A Seemingly Trivial Car Crash

Jane was suffering from dystonia (a painful and uncontrollable spasming in her neck). She’d recently left an abusive long-term relationship, and was suffering chronic pain throughout her body, along with severe anxiety and bouts of self-loathing. On disability and barely able to care for herself, Jane found herself becoming reclusive.

As we began working through her recent divorce, trauma from the past began surfacing. Major trauma, including witnessing the death of her baby brother when Jane was just 3 years old.

Like many of my clients, Jane had already “worked through” these memories in ‘talk therapy’ but had never actually found relief. Each time we tapped through a major trauma I was secretly optimistic we’d gotten to the root of the dystonia. But despite overall improvements to Jane’s health and outlook, her spasming and pain would return again and again.

One day Jane casually mentioned being in an automobile accident. In contrast to the horrendous abuse she’d suffered, it seemed pretty minor. She wasn’t even injured in the collision. Even so, I’d been reading The Body Bears the Burden, by Dr. Robert Scaer, and was eager to explore the memory.

Much of Dr. Scaer’s 35 year career with chronic pain, involved victims of motor vehicle accidents, many of whom developed serious PTSD after seemingly trivial collisions. Invariably these patients had a history of traumatic abuse as children. His work in the neurophysiology of trauma and the role of disassociation in PTSD is groundbreaking.

Jane explained that a car came out of nowhere and broadsided her own car, directly where she was sitting in the back seat behind the driver. Jane related the event with no apparent emotion, and happily told me how the driver of the other car was very polite and apologized profusely. She hadn’t been hurt physically, but did remember being a bit dazed and “out of it”, possible signs that she’d disassociated.

We began tapping: “Even though that car came out of nowhere…” and immediately Jane began experiencing very intense fear! Her whole body was shaking. She was very surprised and wanted to “leave and get away from here”. I urged her to keep tapping.

We tapped on every aspect I could think of: “that horrible sound, that BANG” and “I was trapped and couldn’t get out” and “there was nothing I could do, I was helpless” and “my body was thrown and shaken”. With each new aspect Jane would exclaim, “Yes! There WAS a terrible sound!” or “Oh my god, I WAS trapped, I couldn’t get out of my door and panicked”.

Jane was absolutely stunned that so much intensity was stored in this memory and told me so again and again. She’d had no idea this was an important event, yet the feelings we were releasing were overwhelming.

We’d tapped the intensity way down (from a 10 down to maybe a 2 or 3), when suddenly her eyes went wide and she exclaimed, “This wasn’t the first crash! There was another!”

Years before the crash we’d been working on, Jane had been broadsided, again from the left, when someone ran a red light. Once again, the car came out of nowhere and there was nothing she could do. Potentially a much more deadly accident, Jane had walked away seemingly unscathed, though in hindsight she’d clearly disassociated.

As we tapped through this second crash, yet another forgotten memory burst into awareness. Even earlier, in her early 20’s, Jane had been driving at dusk and two boys on bikes had come out of nowhere, again from the left, and passed right in front of her car. Only by jamming on the brakes did she miss hitting them.

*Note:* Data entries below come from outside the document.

PR #536, opened 2024-01-02
Replaced refs with snowflakes

scohen:
Despite my idea of creating refs to represent IDs of syntactic elements, they are not globally unique, and can be reused when the VM restarts. This makes them inappropriate for long-lived ids, like we need in the index.

I've replaced them with snowflakes, which i benchmarked at 800k qps, are unique, and also represent the time they were created, which means we'll not need to store dates in the index. After the change, lexical's index was 50 MB smaller.


scottming (approved):
Snowflakes seems like a good option, but this library appears to have been unmaintained for a while.

scohen:
> but this library appears to have been unmaintained for a while.

I've used this library before, it's fast, it's correct and it's done.  Worst case, we fork it.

Although no one was hurt, she remembered that the incident had plunged her into a state of deep shock for several days. This memory was much more emotionally charged than the two collisions. Jane was fixated on the idea that she ‘could have killed them’ and that she ‘wouldn’t be able to live with myself’.

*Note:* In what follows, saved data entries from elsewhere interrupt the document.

PR #537, opened 2024-01-02
Made schemas implement a bevaviour

scohen:
We were reaching into version specific schemas to do certain operations, and it seems like we really want the top-level schema module to do these things instead.

### DIFF
--- a/apps/remote_control/lib/lexical/remote_control/search/store/backends/ets/schema.ex
+++ b/apps/remote_control/lib/lexical/remote_control/search/store/backends/ets/schema.ex
@@ -14,6 +14,7 @@ defmodule Lexical.RemoteControl.Search.Store.Backends.Ets.Schema do
     version = Keyword.fetch!(opts, :version)
 
     quote do
+      @behaviour unquote(__MODULE__)
       @version unquote(version)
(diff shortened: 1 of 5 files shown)


apps/remote_control/lib/lexical/remote_control/search/store/backends/ets/schema.ex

As we tapped on this intense ideation, Jane was suddenly remembering the death of her brother. She cried out, “I am three years old again” and re-experienced overwhelming feelings of guilt over not being able to prevent it.

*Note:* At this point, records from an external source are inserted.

PR #541, opened 2024-01-04
Block hierarchy

scohen:


apps/remote_control/lib/lexical/remote_control/search/indexer/source/reducer.ex
```diff
@@ -108,9 +113,16 @@ defmodule Lexical.RemoteControl.Search.Indexer.Source.Reducer do
   end
 
   defp push_block(%__MODULE__{} = reducer, %Block{} = block) do
-    parent = List.first(reducer.blocks)
+    parent = current_block(reducer)
     block = %Block{block | parent_id: parent.id}
-    %__MODULE__{reducer | blocks: [block | reducer.blocks]}
+    id_path = Enum.reduce(reducer.blocks, [], fn block, acc -> [block.id | acc] end)
+
+    hierarchy =
```
scottming, line 120: Considering that the struct of the block is very simple, what I would like to know is what can I do with `blocks` and `block_hierarchy` separately?

apps/remote_control/lib/lexical/remote_control/search/indexer/entry.ex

Although we had tapped on his death and those same feelings over a number of sessions, somehow this experience of nearly hitting those boys had driven the emotional trauma deep into her body. This massive dissociation set the stage for Jane’s dystonia, a kind of the compulsive turning away from what she could no longer bear to see.

This was a breakthrough session and Jane’s dystonia did fade away. That said, this was not a “one session wonder.”  It actually took a lot of courageous work over quite a few sessions to achieve this blessed relief for Jane. But still, it was an exciting and encouraging victory I wanted to share with you.